TASK STATEMENT -
Scan the material and copy out each line where the word "apache" occurs.

SOURCE RECORDS -
PR #2157, opened 2017-11-02
[GOBBLIN-302] Handle stuck Helix workflow

arjun4084346:
Dear Gobblin maintainers,

Please accept this PR. I understand that it will not be reviewed until I have checked off all the steps below! @htran1 @abti please review

### JIRA

### Description
It stop helix job running beyond a timeout and tries to stop underlying tasks

### Tests
- [] My PR adds the following unit tests __OR__ does not need testing for this extremely good reason:

### Commits

### DIFF
--- a/gobblin-api/src/main/java/org/apache/gobblin/configuration/ConfigurationKeys.java
+++ b/gobblin-api/src/main/java/org/apache/gobblin/configuration/ConfigurationKeys.java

COMPLETED EXERCISE -
--- a/gobblin-api/src/main/java/org/apache/gobblin/configuration/ConfigurationKeys.java
+++ b/gobblin-api/src/main/java/org/apache/gobblin/configuration/ConfigurationKeys.java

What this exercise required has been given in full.